Le lundi 24 juin 2019, par Laurent Sapir
Dans "Hollywood menteur" où il revisite l'épopée-culte du film "The Misfits", Luz dessine une fois de plus des désaxés, des soleils qui s'éteignent, des survivants... Sa Marilyn retrouve enfin le droit à la colère.

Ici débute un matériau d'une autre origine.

Issue #194, opened 2021-03-17
Run cirrus tests periodically


fulder:
I've been trying to make the new cirrus tests more stable and remove any false positives I could think of :crossed_fingers:. But was thinking it could be a good idea to run the cirrus tests (from master) e.g. every night in order to catch bugs such as broken packages or dependency issues before any users installing the plugins will.

What do you think about this idea? 

Created an issue instead of PR as any cirrus cron jobs need to be enabled in the cirrus ui (https://cirrus-ci.com/) inside project settings and cannot be done using the `.cirrus.yml`. See: https://cirrus-ci.org/guide/writing-tasks/#cron-builds

tprelog:
I agree, this would be nice to have. If not nightly, then at least on weekly basis

jsegaert:
I also agree; almost always breakage to the plugins I maintain is caused by some upstream changes in some packages, and not by a PR or change to the plugin itself.

Are those (very cool) CI tests still active?  Somehow my latest PR #222 didn't seem to trigger any tests...

fulder:
@jsegaert the tests should still be active. I'm confused why it didn't run on your PR. Just tried to both create a test MR on my fork with a small change in the same `mineos.json` and it triggered just fine (https://cirrus-ci.com/build/4731071641157632) as well as sync upstream master to one of my currently open PRs here which also triggered the correct task: https://github.com/ix-plugin-hub/iocage-plugin-index/pull/208/checks?check_run_id=2533775947

If I understand the cirrus `changesInclude` function correctly, it should trigger the `mineos` task if the PR has introduced some new changes to the `mineos.json` file (see: https://cirrus-ci.org/guide/writing-tasks/#supported-functions)

Maybe there was some sort of hickup between the CI and GitHub, could you maybe try pushing some dummy commit to your branch and see if it still doesn't work?

fulder:
@kmoore134 and @sonicaj, any thoughts on enabling scheduled tests for this repository in order to catch dependency issues faster? :) (I have a dream (:smile:)  the tests are close to getting all green and once a new dependency is no longer working it would toggle to red status on the `master` branch)

jsegaert:
Also, @kmoore134  and @sonicaj, there are a lot of changes/fixes in `master`, is there any timeline on merging these into `12.2-RELEASE` so the TrueNAS can benefit from our efforts?  😀

sonicaj:
[...]

PR #242, opened 2021-06-21
update pkgs for zwavejs2mqtt

tprelog:
Update the packages for Z-Wave JS to MQTT
 - adds `jq` and `yarn`
 - switch to current `node` version

---

<s>On a side note @fulder - I looked back at the cirrus results and the builds have been passing even though the service failed to start and the admin portal was not reachable. Should the cirrus test have caught this? If so, I think it should have been failing for a few weeks now -- Or will it pass because the jail itself is successful and running?

https://github.com/tprelog/iocage-zwavejs2mqtt/issues/1</s>

Sorry @fulder, it looks like we are only running cirrus on a plug request (and merge)? I had myself confused with this issue #194 - I thought we were already running the periodic cirrus test, but now I realize this is not correct.

---

4. Add new plugin cirrus task

### DIFF
--- a/zwavejs2mqtt.json
+++ b/zwavejs2mqtt.json
@@ -22,9 +22,11 @@
     "pkgs": [
         "bash",
         "curl",
-        "node14",
-        "npm-node14",
-        "python"
+        "jq",
+        "node",
+        "npm",
+        "python",
+        "yarn"
     ],
     "packagesite": "http://pkg.FreeBSD.org/${ABI}/latest",
     "fingerprints": {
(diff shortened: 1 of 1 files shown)


fulder:
@tprelog you're correct, the tests are not running periodically right now (would be nice if they did), so hard to catch these issue in a more automatic way. Currently tests for a specific plugin will only be run if either the plugin manifest or the cirrus tests file itself is changed. 

If this plugins wasn't recently updated there are no current runs for it either :/ Which is bad and one of the reason for creating issue: #194

PR #1, opened 2019-10-25
Implement sever side rendering for SEO

jorilindell:


client/.env
```diff
@@ -0,0 +1,2 @@
+REACT_APP_GRAPHQL_BASE_URL=http://localhost:4000/proxy/graphql
```
badrange: These ones could go to `.env.development` (and that move can of course wait until we have a "production" environment)

badrange:
Looks fine to me. I have so little experience with SSR that my opinion carries little weight. 

One thing that would be nice is more instructions on how to do debugging, especially of the SSR server.

client/config/env.js
```diff
@@ -0,0 +1,72 @@
+const fs = require("fs");
```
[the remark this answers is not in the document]
jorilindell: Yeah, these webpack related files are more or less same that create-react-app uses under the hood, but there is now way to re-use them without ejecting. These are for SSR to build the project

client/.env
jorilindell: I think that I'll wait to the point when we are talking about deployment

PR #2, opened 2019-10-25
Basic structure of GraphQL proxy

jorilindell:


graphql-proxy/package.json
```diff
@@ -0,0 +1,58 @@
...
+    "eslint-plugin-jsx-a11y": "^6.2.3",
+    "eslint-plugin-prettier": "^3.1.1",
+    "eslint-plugin-react": "^7.16.0",
+    "eslint-plugin-react-hooks": "^1.7",
+    "eslint-plugin-simple-import-sort": "^4.0.0",
+    "prettier": "^1.18.2"
+  },
+  "jest": {
+    "setupFilesAfterEnv": [
+      "./test/jest.setup.js"
```
jimppa: This file does not exist, causing `yarn test` to fail.

badrange:
Looks good to me; and it would be great with instructions for debugging (even configurations in .vscode/launch.json committed to repo) here too.

graphql-proxy/src/schema/resolvers.ts
```diff
@@ -0,0 +1,7 @@
+import { merge } from "lodash";
```
jimppa: I think this imports all of lodash, import instead just the merge function from `lodash/merge`

graphql-proxy/package.json
jorilindell: FIxed, setup file was on wrong folder

graphql-proxy/src/schema/resolvers.ts
jorilindell: Changed

graphql-proxy/src/schema/schema.ts
```diff
@@ -0,0 +1,6 @@
+import dummy from "./dummy/typeDefs";
```
jimppa: Does this file have any purpose? It's identical to `typeDefs.ts`, but this file is not used.

PR #8, opened 2019-11-19
Home page hero component

jorilindell:


client/src/common/components/hero/hero.module.scss
```diff
@@ -0,0 +1,62 @@
...
+.heroWrapper {
+  position: relative;
+  width: 100%;
+  height: 42.6875rem;
+  background-image: url("../../../assets/icons/svg/hero-background.svg");
+  background-position: center;
+  background-size: cover;
+  background-repeat: no-repeat;
+
+  @include respond-below(sm) {
```
jimppa: Not sure if this matters much here, but wouldn't it make more sense to write mobile styles first and override on bigger screens?

client/src/domain/home/search.module.scss
```diff
@@ -2,7 +2,7 @@
 @import "layout";
 
 .searchContainer {
-  margin-top: 5rem;
+  margin-top: -5.5rem;
```
jimppa: Would it be possible to make this adjustment in the component that uses `<Search />` instead? Or is this needed for something that this component caused?

PR #11, opened 2019-12-02
TH-84: Event page hero

jorilindell:
https://helsinkisolutionoffice.atlassian.net/browse/TH-84

Only the hero component is implemented in scope of this PR. The task is huge so it doesn't make sense to implement everything in one PR


client/src/util/createClient.tsx
```diff
@@ -0,0 +1,27 @@
+import { InMemoryCache } from "apollo-cache-inmemory";
+import ApolloClient from "apollo-client";
+import { ApolloLink } from "apollo-link";
+import { BatchHttpLink } from "apollo-link-batch-http";
+import { createPersistedQueryLink } from "apollo-link-persisted-queries";
+import get from "lodash/get";
+
+export default function createClient(uri: string) {
```
jimppa: There is nothing in this file indicating that this is a graphql-client, maybe rename file and function to createGraphqlClient?

jorilindell: Good point. Renamed

graphql-proxy/src/utils/toCamelCase.ts
```diff
@@ -0,0 +1,9 @@
+export default (snakecase: string) => {
```
badrange: What about adding some comments explaining what this function does? A couple of before-after examples would save a lot of brainpower.

graphql-proxy/src/utils/objectToCamelCase.ts
```diff
@@ -0,0 +1,27 @@
+import memoize from "lodash/memoize";
+
+import toCamelCase from "./toCamelCase";
+
+const memoizedCamelCase = memoize(toCamelCase);
+
+const objectToCamelCase = value => {
```
badrange: An explanation of what and why could be helpful for a future developer joining the project

client/src/util/getLocalisedString.ts
```diff
@@ -0,0 +1,22 @@
...
+import { Language } from "../types";
+
+export default (obj: LocalizedObject, language: Language) => {
+  const languages = [
+    language,
+    ...Object.values(SUPPORT_LANGUAGES).filter(item => item !== language)
+  ];
+  let str = "";
+
+  forEach(languages, lng => {
```
jimppa: [`Array.prototype.find`](https://developer.mozilla.org/en-US/docs/Web/JavaScript/Reference/Global_Objects/Array/find) does exactly what you are doing here

jimppa: Also, a unit-test would be helpful documentation for this module

client/src/common/components/keyword/keyword.module.scss
```diff
@@ -0,0 +1,25 @@
...
+  background-color: $hel-summer-light-50;
+  color: $hel-black;
+  margin: 0.1875rem 0.375rem 0.1875rem 0;
+  display: inline-flex;
+  padding: 0.125rem 0.5rem;
+  align-items: center;
+  font-size: 0.875rem;
+  font-weight: 500;
+
+  @include respond_below(sm) {
```
jimppa: Would prefer mobile first in the future

client/src/icons/AngleRightIcon.tsx
```diff
@@ -0,0 +1,17 @@
+import React from "react";
+
+type Props = { className?: string };
+
+export default ({ className = "" }: Props) => (
```
jimppa: If you are using CRA, you can add `className` to svg-icons just fine. So I would have this module just as svg-module instead, no need for tsx.

client/src/domain/event/EventHero.tsx
```diff
@@ -0,0 +1,285 @@
...
+              )}
+              <div className={classNames(styles.date, styles.desktopOnly)}>
+                {getDateStr(startTime, endTime)}
+              </div>
+              <div className={styles.title}>
+                {getLocalisedString(name, locale)}
+              </div>
+              <div
+                className={styles.description}
+                dangerouslySetInnerHTML={{
```
jimppa: Why does this need to be set dangerously?

client/src/domain/event/EventHero.tsx
```diff
@@ -0,0 +1,285 @@
...
+                    keywords.map(keyword => {
+                      return (
+                        <Keyword
+                          key={keyword.id}
+                          keyword={getLocalisedString(keyword.name, locale)}
+                        />
+                      );
+                    })}
+                  {today && !thisWeek && (
+                    <Keyword color="lightEngel50" keyword="Today" />
```
jimppa: Should this keyword be translated?

client/src/domain/event/EventHero.tsx
```diff
@@ -0,0 +1,285 @@
...
+    );
+    const streetAddress = getLocalisedString(
+      (location && location.streetAddress) || {},
+      locale
+    );
+
+    return [locationName, streetAddress, addressLocality].join(", ");
+  };
+
+  const getDateStr = (start: string, end: string | null | undefined) => {
```
jimppa: Would it make sense to have this function as an utility function in some separate file?

client/src/domain/event/EventHero.tsx
jorilindell: I forgot to change this. It used to have data that contains html. But not needed any more

PR #12, opened 2019-12-05
TH-153 | Event location map

jorilindell:
https://helsinkisolutionoffice.atlassian.net/browse/TH-153


client/src/domain/event/EventLocation.tsx
```diff
@@ -0,0 +1,156 @@
...
+  const name = eventData.linkedEventsEventDetails.name;
+
+  return (
+    <div className={styles.eventLocationContainer}>
+      <div className={styles.titleWrapper}>
+        <div className={styles.title}>
+          <LocationIcon />
+          <h3>{t("event.location.title")}</h3>
+        </div>
+        <a className={styles.mapLink} href={getGoogleLink()} target="__blank">
```
jimppa: `__blank` should be just `_blank` with a single underscore. Remember to add `rel="noopener noreferrer"`

client/src/domain/event/EventLocation.tsx
```diff
@@ -0,0 +1,156 @@
...
+
+interface Props {
+  eventData: EventDetailsQuery;
+}
+
+const EventLocation: React.FC<Props> = ({ eventData }) => {
+  const { t } = useTranslation();
+  const locale = getLocale();
+
+  const getGoogleLink = () => {
```
jimppa: Could these `getX`-functions be declared outside this function? Now the `getX`-functions are recreated on every render.

jorilindell: Good point. Already fixed that on PR13

client/src/common/components/map/Map.tsx
```diff
@@ -0,0 +1,55 @@
...
+
+import L, { Icon } from "leaflet";
+import React from "react";
+import { Map as LeafletMap, Marker, TileLayer } from "react-leaflet";
+
+import markerIconUrl from "../../../assets/images/png/map-marker.png";
+import styles from "./map.module.scss";
+
+// Allow map scroll only inside Helsinki
+const maxBounds: [number, number][] = [[60.33, 25.33], [60.1, 24.73]];
```
jimppa: Would it be possible to use some more readable type for these lat/lng tuples? I have a hard time knowing which value is lat or lng.

PR #13, opened 2019-12-09
TH-155 | Event page fields

jorilindell:
https://helsinkisolutionoffice.atlassian.net/browse/TH-155


client/src/domain/event/EventContent.tsx
```diff
@@ -0,0 +1,50 @@
...
+      </div>
+      <div className={styles.descriptionColumn}>
+        {description && (
+          <>
+            <h3 className={styles.descriptionTitle}>
+              {t("event.description.title")}
+            </h3>
+            <div
+              className={styles.description}
+              dangerouslySetInnerHTML={{
```
jimppa: Since this is set dangerously, `description` should be sanitized.

client/src/domain/event/EventInfo.tsx
```diff
@@ -0,0 +1,238 @@
...
+            <div className={styles.desktopOnly}>{streetAddress}</div>
+          )}
+          {district && <div className={styles.desktopOnly}>{district}</div>}
+          {addressLocality && (
+            <div className={styles.desktopOnly}>{addressLocality}</div>
+          )}
+          <a
+            className={styles.link}
+            href={getGoogleLink(eventData, locale)}
+            target="__blank"
```
jimppa: `_blank`

client/src/domain/event/EventHero.tsx
```diff
@@ -55,47 +54,31 @@ const EventHero: React.FC<Props> = ({
       locale
     );
 
-    return [locationName, streetAddress, addressLocality].join(", ");
+    return [locationName, streetAddress, addressLocality]
```
jimppa: I have seen this getLocationStr pattern so many times that I think it should be an own component.

PR #14, opened 2019-12-11
TH-160 | Event search page without filtering

jorilindell:
https://helsinkisolutionoffice.atlassian.net/browse/TH-160


client/src/domain/event/EventInfo.tsx
```diff
@@ -157,7 +161,12 @@ const EventInfo: React.FC<Props> = ({ eventData }) => {
             {email && <div>{email}</div>}
             {telephone && <div>{telephone}</div>}
             {infoUrl && (
-              <a className={styles.link} href={infoUrl || ""} target="__blank">
+              <a
+                className={styles.link}
+                href={infoUrl || ""}
```
jimppa: infoUrl is guaranteed to be something, it is checked already before rendering this tag

client/src/domain/event/EventUtils.ts
```diff
@@ -1,54 +1,54 @@
...
-  const location = eventData.eventDetails.location;
-  const district =
-    location &&
-    location.divisions.find(
-      division => ["district", "neighborhood"].indexOf(division.type) !== -1
-    );
+  const location = event.location;
+  const divisions = (location && location.divisions) || [];
+  const district = divisions.find(
+    division => ["district", "neighborhood"].indexOf(division.type) !== -1
```
jimppa: I think `Array.prototype.includes` would be more readable than `indexOf`

PR #15, opened 2019-12-12
TH-154 | Display similar events on event page

jorilindell:
https://helsinkisolutionoffice.atlassian.net/browse/TH-154


client/src/domain/event/EventPageContainer.tsx
```diff
@@ -26,6 +28,7 @@ const EventPageContainer: React.FC<
               <EventHero eventData={eventData} />
               <Container>
                 <EventContent eventData={eventData} />
+                {isClient && <SimilarEvents eventData={eventData} />}
```
jimppa: Any reason for rendering this only in client?

jorilindell: Fetching list of event takes over 1.5 seconds so it makes initial load quite slow

PR #37, opened 2020-01-17
Skip fetching event list data on SSR to make initial load faster

jorilindell:


Jokinen:
Makes a pretty big difference 👍 Nice catch.

PR #39, opened 2020-01-17
TH-193 | Make dropdowns navigable with keyboard

Jokinen:
Allows user to navigate dropdowns with keyboard.

While I am writing this PR I made the recollection that this keyboard navigation work slightly differently to that of the search field. I'll change it on Mon if it's an issue.

Differences:  
* Scrolling "UP" from first item will set index to `-1`
* Scrolling "DOWN" from last item will set index to `-1`
* By default the "cursor" is in position `-1`
* I just copied these from Google

I didn't do that many accessibility considerations. When the user navigates to a hidden item on a list, it's scrolled into view. No other attributes or anything like that.

I needed to edit the css rules for checkbox to allow its padding to be extended. This allows the focus state to paint it in a more visually appealing way at the same time ensuring consistency between clicks and keyboard. It shouldn't probably be an issue because I don't think the checkbox was used anywhere else.

https://helsinkisolutionoffice.atlassian.net/browse/TH-193?atlOrigin=eyJpIjoiZjAxNTYxNjhjNmRmNDQ1MTkxYmZhNDU4MGIzMDIwZmMiLCJwIjoiaiJ9


Jokinen:
Made improvements suggested by @jorilindell and reabsed on top of current `develop`.

Jokinen:
Rebased on current develop.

The Misfits, dernières séances. Devant la caméra de John Huston, en 1961, et sous le regard impuissant de Marilyn Monroe, les derniers mustangs  sauvages que Clark Gable et Montgomery Clift pourchassent dans le désert du Nevada finissent en viande pour chiens. Tournage chaotique, noir et blanc livide, crépuscule de western cisaillé par le destin tragique de ses trois vedettes: Clark Gable meurt deux semaines seulement après le clap de fin, Marilyn avale ses derniers cachets quelques mois plus tard alors que Montgomery Clift n'est plus qu'un mort-vivant en sursis depuis l'accident qui l'a défiguré cinq ans auparavant.

Mythiques Misfits qui ne cessent de fasciner, de génération en génération. Dernier fan en date, Luz, le survivant de Charlie Hebdo, celui qui dessinait Mahomet avec le surtitre "Tout est pardonné"... A-t-il autre chose à l'esprit en dessinant des soleils qui s'éteignent et Marilyn en colère? Le titre en français de The Misfits, "Les Désaxés", le laisse en tout cas bien rêveur au micro de TSFJAZZ: "Les Misfits, c'est ceux qui ne marchent pas ensemble, qui ne sont pas assemblables alors que désaxé, c'est plus individuel. Je suis les deux: j'essaie de retrouver mon axe, et j'ai perdu mon collectif, ma manière d'être rassemblé à d'autres".

Son Hollywood menteur a valeur de reconnection. En commençant par "Monty" Clift le survivant, celui qui s'efforce d'être soi-même tout en se mentant à soi-même. "Toujours  pédé, Monty ?", lui balance le fantôme de James Dean dans sa porsche calcinée avant d'enfoncer le clou: "Les gens veulent des stars au-dessus de leur lit, pas des punaises qui s'accrochent à leur oreiller"... Plus pathétique encore, Clark Gable, avec ses rodomontades viriles et les cascades qu'il veut faire lui-même alors qu'il n'a plus l'âge. Il est ailleurs, heureusement, lorsque le vétérinaire-consultant du film lâche:"Le véritable héros de tous les westerns, c'est le cheval. Le cow-boy, lui, ne fait que que des cabrioles..."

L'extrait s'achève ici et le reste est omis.